* _Task objective_: Set down, character for character, everything in the records below from the line holding "Anyway, I think" down to the line holding "However, I would", and no other line.

* _Records for processing_:
PR #993, opened 2017-08-15
Refactored the RttyDecoder to use filter configurations

db4ple:
- New filters can be easily added and changed during runtime (code for changing fully not implemented)
- Only 2 stopbits implemented
- seemingly much higher performance than hardcoded filters, probably due to
  keeping the filter parameters in RAM.

Decode @ 12k works (@ 48k also).

### DIFF
--- a/mchf-eclipse/drivers/audio/audio_driver.c
+++ b/mchf-eclipse/drivers/audio/audio_driver.c
@@ -499,15 +499,6 @@ void audio_driver_config_nco(void)
 //
  */
 
-//
-//*----------------------------------------------------------------------------
-//* Function Name       : audio_driver_init
-//* Object              :
-//* Object              :
-//* Input Parameters    :
-//* Output Parameters   :
-//* Functions called    :
-//*----------------------------------------------------------------------------
 void AudioDriver_Init(void)
 {
     const uint32_t word_size = WORD_SIZE_16;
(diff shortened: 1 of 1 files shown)


DD4WH:
Hi Danilo, very nice, thanks a lot for your contribution. It is really fun to play around with that.
"higher performance": could that be caused by a swap of mark and space? 
############ 
-    float32_t line1 = RttyDecoder_bandPassFreq0(sample);
+    float32_t line0 = RttyDecoder_bandPassFreq(sample, rttyDecoderData.BP0_coeffs, &rttyDecoderData.BP0);
-    float32_t line0 = RttyDecoder_bandPassFreq1(sample);
+    float32_t line1 = RttyDecoder_bandPassFreq(sample, rttyDecoderData.BP1_coeffs, &rttyDecoderData.BP1);
############
73 de Frank

db4ple:
No, I did not swap mark and space, I just corrected a quick-and-dirty hack. The original decoder was for mark -> high and space -> low but in LSB (FSK) we need mark -> low and space -> high. Initially I did switch the line assignments to do this, now I cleaned up and named the more stuff more appropriately. Please rebase, BP0 and BP1 are gone now and are named bpfMark and bpfSpace.
If this is better understandable, we'll see. But the commit also supports 1 / 1.5 stop bits, so you may want this to check out the DWD reception.

db4ple:
I tested the different implementations side by side:
F7 original BP/LP implementation 10% additional load @48ksps
F7 new BP/LP implementation 5% additional load  @48ksps (i.e. 50% less load compared to original)
F7  new BP/LP implementation 2% additional load  @12ksps (i.e. 80% less load compared to original)

PR #1001, opened 2017-08-17
Entering characters using paddle in iambic mode

phaethon:
This is currently not meant for merging, but for feedback and discussion. It is part of my overall plan to implement PSK functionality. ui_driver.c is just a hack to see the code working, which is not meant for production code.
The code detects characters entered using paddle in iambic mode. This can be used anywhere where text input is required digital text modes (RTTY, PSK, etc.), memory editing, showing feedback of entered text in CW mode, etc. At present only alphabetic characters are decoded, but adding other symbols and prosigns is easy.
@db4ple I see you have committed RTTY decoder.


phaethon:
See #1002 for wider context.

db4ple:
Hi,

very nice idea. Seems I have to learn morse code now. Good that we have low WPM settings ...

Anyway, I think we should follow-up that idea. Extremely ham-style input. 

However, I would ask you to use rebase instead of merge. This prevents use from resolving merge issues. I know, you said, it is not for merging yet. But I guess there is a big demand coming up. I can see it being used immediately to monitor your CW input while you are TXing. Extremely simple to do. We can just use the very same function we use in RTTY and FreeDV to run text on the screen (you just send a character to it, it will display it and handle line feed, scrolling etc on its own).

The rebase procedure is described here: https://github.com/df8oe/UHSDR/blob/active-devel/CONTRIBUTING.md

73
Danilo

db4ple:
BTW, the functions name is UiDriver_TextMsgPutChar(charResult).
The output is regularly displayed on screen (if there is new text), nothing more to do for you to get unlimited CW output on screen.

df8oe:
Merging conflict is not as hard as that I cannot merge it (and I WANT TO DO THIS!!) But i agree that it is a much better idea first to rebase, then use the new text output method and commit again. Absolutely nice. I like it!

phaethon:
See the updated code. Rebased the code. Removed text buffer, calling UiDriver_TextMsgPutChar instead. Added digits and symbols to the table of characters (no prosigns yet). 
I must admit, I have not tested this version of code on a device yet, but it shouldn't be dangerous.
One more note - it works only with paddle in iambic mode. Making it work in straight key mode would be more tricky and would require somebody else to test it, as I am using only iambic mode myself. On the other hand it is, of course, doable.

df8oe:
*Very Very* nice. But Ultimatic mode is damaged now... If you press & hold dith and then press dah it hangs. Normally it must produce dahs until you release dah paddle...

df8oe:
I just stated error is in line 699 of cw_gen.c. If I use there old value Ultimatic mode works again. But I have long time not done CW so I must say that there is another error which must have to with CW weighting. I can use Ultimatic for a handful of signs and then it hangs again. This has nothing to do with this commit - I think.... I will open an issue.

PR #1005, opened 2017-08-17
Small bugs in the Ultimatic

phaethon:
Sorry for the bug with ultimatic. There was an additional small part of redundant code, which this PR fixes.
Additionally, I have an issue with space. If the txrx break time is shorter than the length of interword pause, then the code adding space is never executed. But for this I have not thought of a good fix yet.

### DIFF
--- a/mchf-eclipse/drivers/audio/cw/cw_gen.c
+++ b/mchf-eclipse/drivers/audio/cw/cw_gen.c
@@ -78,6 +78,7 @@ typedef struct PaddleState
     // Timers
     ulong   key_timer;
     ulong   break_timer;
+    ulong   space_timer;
 
     // Key clicks smoothing table current ptr
     ulong   sm_tbl_ptr;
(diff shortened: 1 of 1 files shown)


db4ple:
Hi Erik, good work, but we have to talk a bit. There are a few code style guide lines we try to enforce, some are more of cosmetic nature (where are parentheses are placed), some are let's say more based on experience when it comes to write robust. I hope you don't mind to follow these rules (once I documented them properly in the Wiki). I think, it should be said, that some of the rules may force you to things a little bit different here in this project but we want to get as consistent and robust code as possible.  

Otherwise the coding style police will put hand on your code and change it for you. But this is not a nice job, no one wants it.

phaethon:
Sure, it is ok for me to follow the rules. Send me or give a link to read it.
On my part, I would like to more on your plans with RTTY for clarity, as we both recognized some parts are potentially overlapping.

df8oe:
I want to test this and merge it. Ultimatic always was problematic and maybe is not perfect at all but it is the mode I am working with :) It is not a problem to correct spaces and code to follow the programming guiding lines later...

phaethon:
That's the issue with cw paddle code development - I can meaningfully test only the mode I am using :)

PR #1006, opened 2017-08-18
Added some code style info

db4ple:
See this as input / first draft.

### DIFF
--- a/CONTRIBUTING.md
+++ b/CONTRIBUTING.md
@@ -4,7 +4,7 @@ This document describes some points about the contribution process for mcHF firm
 
 The maintainer of this GitHub is DF8OE.
 
-The project is free for non-commercial use and is being developed within an open community. Maintainer merges pull-requests, fixes critical bugs and manages releases. Participation is appreciated.
+The project is licensed under GPLv3 and is being developed within an open community. Maintainer merges pull-requests, fixes critical bugs and manages releases. Participation is appreciated.
 
 ### Getting Started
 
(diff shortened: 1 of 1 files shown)


phaethon:
Can you explain benefit of single return statement? In my recent code I used return to break out of loop (and return value). The alternative would result in redundant state variable, which would need to be used and redundant code to check if the variable was assigned.

db4ple:
More than happy, although your function is not on the complex side:

Your code:
```C
void CwGen_AddChar(ulong c) {
    for (int i = 0; i<CW_CHAR_CODES; i++) {
        if (cw_char_codes[i] == c) {
            UiDriver_TextMsgPutChar(cw_char_chars[i]);
            return;
        }
    }
    UiDriver_TextMsgPutChar('*');
}
```

Code with single return:
```C
void CwGen_AddChar(ulong c) {
    char val = '*'
    for (int i = 0; i<CW_CHAR_CODES; i++) 
    {
        if (cw_char_codes[i] == c)
       {
            val = cw_char_chars[i];
        }
    }
    UiDriver_TextMsgPutChar(val);
}
```

Advantages: 
- Single place for processing of calculated value (Function call). Easier to maintain. Less code generated by compiler in most cases. 
- No need to look for other places where the function is left. This is especially problematic for longer functions with switch case etc.  
- Compilers are extremely good at optimising code given the opportunity. Especially variable assignments.
I can assure you that "val" is never a true variable in memory, this will live in a register of the processor. So the resulting executed code is most likely very similar (but not identical as we have only a single function call but even this could have been done by the optimizer. You can try to compile both. And watch the size of the executable.

BTW, this rule comes from MISRA, a C coding standard for embedded systems development. Not all MISRA rules should be followed but I think the single return rule makes sense and is in most cases beneficial in most cases (of course there are exceptions):

https://spin.atomicobject.com/2011/07/26/in-defence-of-misra/

And for another opinion:

https://www.misra.org.uk/forum/viewtopic.php?t=928

I can tell you, converting the code in the mcHF firmware to use single returns was helpful for me to understand certain problems in the firmware. 

Think of real-time debugging. If I want to know what is the value of a local or global variable at the end of the processing of a function, with single return -> I place the breakpoint at this return. With multiple returns I have to do this in many places. And we have only hardware 4 breakpoints in the STM32F4 (since we run our code in flash).  And you can find more benefits. Multiple returns are a little bit like "goto", which is also something I see rarely a use for. I spent hours on debugging wondering why I never reached certain pieces of code (because some hundred line above code decided to jump out of a nested loop straight away). It may be me to be not clever enough to handle this. 
I fully agree to the statement in one of the mentioned posts: If it doesn't work with a single return, consider to refactor.

phaethon:
Simple cases are easier to discuss :)
You needed to introduce additional variable. In this case it could go into register, but there is a limited number of registers, using one more may mean some other optimization does not happen. Only analyzing limited part of compiled code, not always reflects actual impact in a large code. Also, having tried to get into functional programming - any additional variable is 'a sin' by default :) and there is some reasoning for that, too.
For loop needs to check the full array in your example. Otherwise it takes on average 2x the time than the original code. `break` should be added within conditional block to end the loop sooner.
It would be more complicated in a nested loop case as you would likely need additional bool variable to break from double loop + conditional.
So, as you made the code in the example 2x slower, I wouldn't agree that overall it is improvement by default :)
Let's say that for this specific style guide rule, I will always give a second thought and at least consider refactoring if I see a need of several return statements. For the rest of the style guide - no objections.

PR #1015, opened 2017-08-24
RTTY: added ATC = automatic threshold correction

DD4WH:
ATC should lead to more robust decoding of RTTY under fading conditions. See this page for more information: http://www.w7ay.net/site/Technical/ATC/
I have simply taken code bits from FlDigi source code and adapted them to UHSDR code.
For comparison, we now temporarily have two digital modes: "RTTY" and "RTTY ATC", so we can compare the performance of RTTY without ATC ("RTTY") and RTTY with ATC ("RTTYATC").

Tested:
DWD weather report decoding in RT-U. No significant differences with 1k4 BPF. But try to switch to  500Hz/950Hz filter (which leads to space being OUT of the filter passband): then RTTYATC has a huge advantage over RTTY. The latter is not able to decode anything when only mark is present, whereas RTTYATC even pulls out some content when only mark is present . . .
Not tested:
Ham Radio RTTY

### DIFF
--- a/mchf-eclipse/.settings/language.settings.xml
+++ b/mchf-eclipse/.settings/language.settings.xml
@@ -5,7 +5,7 @@
 			<provider copy-of="extension" id="org.eclipse.cdt.ui.UserLanguageSettingsProvider"/>
 			<provider-reference id="org.eclipse.cdt.core.ReferencedProjectsLanguageSettingsProvider" ref="shared-provider"/>
 			<provider-reference id="org.eclipse.cdt.managedbuilder.core.MBSLanguageSettingsProvider" ref="shared-provider"/>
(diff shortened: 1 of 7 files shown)


db4ple:
Cool stuff, but you could have use a simple debug on/off menu entry to turn on and off ATC. No need to introduce a new mode. If I may, would like to do this change for you or you do this. It might be a little more convenient to switch by touch with the two modes but on the long run, we will not use two modes for RTTY but rather a mode specific setting (or use the ATC all the time).

DD4WH:
Hi Danilo, yes, I can do this change. But I would wait until users have tested and we have decided whether RTTYATC is really worth the effort or if we stick with RTTY. I surely did not want to introduce a new mode, it was just one way for me to have the two modes at hand for comparison temporarily.
In a few days, when we have more test results, I/we will throw out one of the "modes".
BTW, do you have any plans or already begun to build a CW decoder?

db4ple:
a) no, not yet CW, go ahead if you like. 
b) The new mode is a problem for a change I want to implement: Storing the current digital mode. With new modes which is there only for a brief period, the mode numbering is screwed up. Since 3 (which is now RTTYATC) may be later PSK and so forth. It is simply not a good idea to "randomly" introduce new modes. You can of course argue, there is no other mode yet. 
The "variable" approach would also have much less impact on existing code, look at all the places you had to handle the RTTYATC mode.

DD4WH:
a) well, you prepared everything so well, maybe I will try something, but no promise ;-)
b) I am convinced, will change that this evening as proposed!

DD4WH:
b) done!

PR #3245, opened 2026-04-16
Update some deps in v0.6 branch

simonbaird:
Ref: https://redhat.atlassian.net/browse/EC-1766


simonbaird:
I think it's nearly impossible to update the tekton and buildkit dependencies, so I've back those out and simplified this PR. If it goes green we can merge and call it the final v0.6 builds, since v0.6 branch is about to be retired.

* _Your response_:
Anyway, I think we should follow-up that idea. Extremely ham-style input. 

However, I would ask you to use rebase instead of merge. This prevents use from resolving merge issues. I know, you said, it is not for merging yet. But I guess there is a big demand coming up. I can see it being used immediately to monitor your CW input while you are TXing. Extremely simple to do. We can just use the very same function we use in RTTY and FreeDV to run text on the screen (you just send a character to it, it will display it and handle line feed, scrolling etc on its own).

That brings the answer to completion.